The question at the forefront of our minds is – can this be sustained? If it is, there are two drivers that will make it happen. In currency markets, much of our recent focus has been on Sterling’s weakness relative to other currencies. It always seemed slightly anomalous to us that as Brexit increased the risk of the whole European project dismantling that the Euro should be perceived as such a safe haven currency relative to Sterling. In part that is starting to unwind. Relative to the US Dollar, however, that is a different matter, and indeed the US Dollar’s general strength across the basket of major currencies reflects the clear difference now in monetary policy cycles. A stronger US Dollar (“USD”) carries with it the risk of it exporting inflation to developed economies around the globe – both in the form of direct imports from the US, but also from other areas like the Far East that use the USD as their reference currency. It should also stimulate demand from the United States – particularly vulnerable are assets that are now substantially cheaper in USD terms. But the risk of higher inflation should also come with higher interest rates. If politicians across Europe (including the UK) sense that the era of ultra-cheap government borrowing is coming to an end, they may be tempted to borrow and spend whilst they still can in order to address the clamour to do something (anything!) to help out those perceived to have been left behind by globalisation.
There have been a number of “wake up calls” to politicians since the Great Financial Crisis set in. Yet, none of them have posed any kind of existential threat to the political status quo. This is different. There is a genuine desire for change. Faced with these challenges, politicians normally respond by opening up the cheque book.
For much of the last eight years, we have simply implored politicians to avoid actively hindering the prospects of economic growth and recovery if they couldn’t do anything to support it. With slightly more expansionary fiscal policy, the current cycle of disinflation and stagnant wage growth could be broken. Nothing will address the burden of debt over the medium term as well as a bout of high nominal GDP growth.
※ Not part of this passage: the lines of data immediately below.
PR #1765, opened 2018-12-27
Clear the axiomCache when the parent has axioms installed on it.

### LINKED ISSUE #1764: Stale axiom cache on children when refining parent
Consider the following example:
```
foam.CLASS({
  package: 'refinetest',
  name: 'Test1',
  methods: [
    function method1() {
      console.log('yo');
    }
  ],
});

foam.CLASS({
  package: 'refinetest',
  name: 'Test2',
  extends: 'refinetest.Test1',
});

console.log('Before Refinement');
console.log('Base   class methods:', refinetest.Test1.getAxiomsByClass(foam.core.Method).length);
console.log('Extend class methods:', refinetest.Test2.getAxiomsByClass(foam.core.Method).length);

foam.CLASS({
  package: 'refinetest',
  name: 'Test1Refine',
  refines: 'refinetest.Test1',
  methods: [
    function method2() {
      console.log('yo');
    }
  ],
});

console.log('After Refinement');
console.log('Base   class methods:', refinetest.Test1.getAxiomsByClass(foam.core.Method).length);
console.log('Extend class methods:', refinetest.Test2.getAxiomsByClass(foam.core.Method).length);
```

An extending class should always have at least as many axioms as its parent class but in this case, the extending class has one less method than its parent class in the second set of log statements. This is a result of the axiomCache of a child class not getting cleared when its parent is refined.

mcarcaso:
Fixes https://github.com/foam-framework/foam2/issues/1764 but I'm not sure if this is the best place for a fix.


src/foam/core/Boot.js
```diff
@@ -154,7 +154,10 @@ foam.LIB({
           // Relay 'installAxiom' events from parent class.
           parent.pubsub_ && parent.pubsub_.sub(
             'installAxiom',
-            function(_, a1, a2, a3) { cls.pubsub_.pub(a1, a2, a3); });
+            function(_, a1, a2, a3) {
+              cls.private_.axiomCache = {};
```
adamvy, line 162: Add a comment on why.

mcarcaso: Done

PR #1768, opened 2018-12-28
Authorization bug fixes

### LINKED ISSUE #1767: AuthorizationDAO bugs
* [x] `removeAll_` should only check `authorizeOnDelete`, but it checks `authorizeOnRead` as well right now, which was unintended.
* [x] `remove_` should call `authorizeOnDelete` with the existing object, not the one passed in. This is to avoid people modifying an object in such a way to pass the authorization checks but keep the same id as an existing object, allowing them to delete an object that they shouldn't be allowed to.

TW80000:
Closes #1767 

* When removing, check existing object instead of given one
  * This is to avoid people manipulating an object's properties before
removing it in such a way that they could pass the authorization check
with the modified properties but wouldn't have been able to pass it had
they not modified those properties.
* Minor optimization: Avoid unnecessary second lookup in `find_` method
* Fix bug where read authorization check was being called for deletes
  * It used to call `authorizeOnRead` because calling `this.select_` with
the AuthorizationSink would call `authorizeOnRead` in the `put` method
of the sink. Then the RemoveSink would call `remove_` which would call
`authorizeOnDelete`, which is the call we want.
  * Now it doesn't call `authorizeOnRead`, just `authorizeOnDelete` like it
should.
  * It's important that we call `select_` on the delegate instead of `this`
because otherwise we'd still be hitting the AuthorizationSink which
calls the `authorizeOnRead` method.
  * It's an optimization to pass the delegate to the RemoveSink instead of
`this` because that way we avoid unnecessarily calling
`authorizeOnDelete` a second time when the RemoveSink calls the
`remove_` method on the DAO given to it.

### DIFF
--- a/src/foam/dao/AuthorizationSink.java
+++ b/src/foam/dao/AuthorizationSink.java
@@ -16,29 +16,29 @@ public class AuthorizationSink
   extends ProxySink
 {
   public Authorizer authorizer_;
+  public Boolean checkDelete_;
 
   public AuthorizationSink(X x, Authorizer authorizer, Sink delegate) {
+    this(x, authorizer, delegate, false);
+  }
+
+  public AuthorizationSink(X x, Authorizer authorizer, Sink delegate, Boolean checkDelete) {
     super(x, delegate);
     authorizer_ = authorizer;
+    checkDelete_ = checkDelete;
   }
 
   @Override
   public void put(Object obj, Detachable sub) {
     try {
-      authorizer_.authorizeOnRead(getX(), (FObject) obj);
+      if ( checkDelete_ ) {
+        authorizer_.authorizeOnDelete(getX(), (FObject) obj);
+      } else {
+        authorizer_.authorizeOnRead(getX(), (FObject) obj);
+      }
       super.put(obj, sub);
     } catch ( AuthorizationException e ) {
-      // Do not put to sink if not authorized to read this object.
-    }
-  }
-
-  @Override
-  public void remove(Object obj, Detachable sub) {
-    try {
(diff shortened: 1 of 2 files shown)


src/foam/dao/AuthorizationSink.java
```diff
@@ -16,29 +16,29 @@
...
     authorizer_ = authorizer;
+    checkDelete_ = checkDelete;
   }
 
   @Override
   public void put(Object obj, Detachable sub) {
     try {
-      authorizer_.authorizeOnRead(getX(), (FObject) obj);
+      if ( checkDelete_ ) {
+        authorizer_.authorizeOnDelete(getX(), (FObject) obj);
```
kgrgreer, line 35: Is updating really the same as deleting?

TW80000: I'm not sure what you mean. I don't see how this relates to updating anything.

kgrgreer: put() is called to update an object but you're checking if the user is authorized to delete it. I don't think that updating an object is really the same as deleting it outright, which is what the check is checking.

TW80000: I'm assuming either you thought this was a DAO or I don't understand how sink puts work.

> put() is called to update an object

The `put` method defined for DAO's does, but this is a sink, not a DAO. The `put` method for sinks is called when adding something to a sink, sink puts have nothing to do with updating objects (or at least in this case it doesn't), right? Or am I misunderstanding something?

kgrgreer: I see. My mistake.

PR #1770, opened 2019-01-02
Context menu fix

### LINKED ISSUE #1769: Context menu in tables isn't visible past bottom of table
Example:

screen shot 2018-12-28 at 1 50 03 pm

TW80000:
Closes #1769 

* Fixes bug where the context menu wouldn't be visible past the bottom of the table
* Originally I only intended to remove the artificial restriction we were putting on the height of the dropdown in `getFullHeight` but then I took it further and removed the animation altogether. If we still want the animation I can add it back.

### DIFF
--- a/src/foam/u2/md/OverlayDropdown.js
+++ b/src/foam/u2/md/OverlayDropdown.js
@@ -114,9 +114,9 @@ foam.CLASS({
     function add() {
       // TODO: Replace with content @kgr
       if ( this.addToSelf_ ) {
-        this.SUPER.apply(this, arguments);
+        this.SUPER(...arguments);
       } else {
-        this.dropdownE_.add.apply(this.dropdownE_, arguments);
+        this.dropdownE_.add(...arguments);
       }
 
       return this;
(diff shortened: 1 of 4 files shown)


src/foam/u2/md/OverlayDropdown.js
```diff
@@ -114,78 +83,45 @@ foam.CLASS({
     function add() {
       // TODO: Replace with content @kgr
       if ( this.addToSelf_ ) {
-        this.SUPER.apply(this, arguments);
```
adamvy, line 117: Personally I don't like mixing stylistic changes with functional changes in the same PR.

But you've already written it so I guess no need to revert your changes.  Something to think about going forward.

TW80000: That makes sense. I usually try to do the same thing but instead of a separate PR I try to put all of the style-only changes in one commit. That way it's easy to hide all of the style changes when reviewing because you can just hide that commit when looking at the diff. Seems like different ways of doing the same thing to me, unless there's an advantage you know of to putting them in a separate PR.

PR #1774, opened 2019-01-02
Fix the password word reset not working

sirenChen:
refs [5498](https://github.com/nanoPayinc/NANOPAY/issues/5498)

- [x] fix: email - password reset not working

The real password reset and hashing happens [here](https://github.com/foam-framework/foam2/blob/master/src/foam/nanos/auth/UserPasswordHashingDAO.java#L31)

### DIFF
--- a/src/foam/nanos/auth/resetPassword/ResetPasswordTokenService.js
+++ b/src/foam/nanos/auth/resetPassword/ResetPasswordTokenService.js
@@ -132,10 +132,8 @@ if ( ! Password.isValid(newPassword) ) {
 
 // update user's password
 userResult = (User) userResult.fclone();
-userResult.setPasswordLastModified(Calendar.getInstance().getTime());
-userResult.setPreviousPassword(userResult.getPassword());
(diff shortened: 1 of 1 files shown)


src/foam/nanos/auth/resetPassword/ResetPasswordTokenService.js
```diff
@@ -132,10 +132,8 @@ if ( ! Password.isValid(newPassword) ) {
 
 // update user's password
 userResult = (User) userResult.fclone();
-userResult.setPasswordLastModified(Calendar.getInstance().getTime());
```
jlhughes, line 135: Reason this and next line are deleted?

sirenChen: please see this [code](https://github.com/foam-framework/foam2/blob/master/src/foam/nanos/auth/UserPasswordHashingDAO.java#L31), as long as the DesiredPassword is not empty, it will update the LastModified and previousPassword there.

Above all, we see the conditions that led the perverse situation of bond owners paying to lend money to borrowers as no longer as compelling. Low interest rates normally means low wage rates – and that does not get politicians re-elected. Many times over the last decade, commentators have tried to define a “new normal”. A return to “normal normal” works for us.
A short note on the market risks associated with a “hard Brexit”.
We believe that history shows that Britain is not a particularly racist, isolationist nor inward looking nation. Neither is it particularly susceptible to demagoguery or fanaticism. It’s legal system and governmental framework (whilst not perfect) are internationally recognised as creating an environment where others come to do business. The High Court ruling that parliament must approve the triggering of Article 50 is case in point to the safeguards that exist. The “will of the people” cannot be summed up by a single word answer to a single sentence question. In any democracy the will of the people can only be effected through parliament. That such a large majority of MPs do not wish to exit the single market suggests that the will of the people is not so easily deduced.
Change will come. But history suggests that the manner in which it is achieved, and the end result, will be a lot more considered than the current rhetoric implies.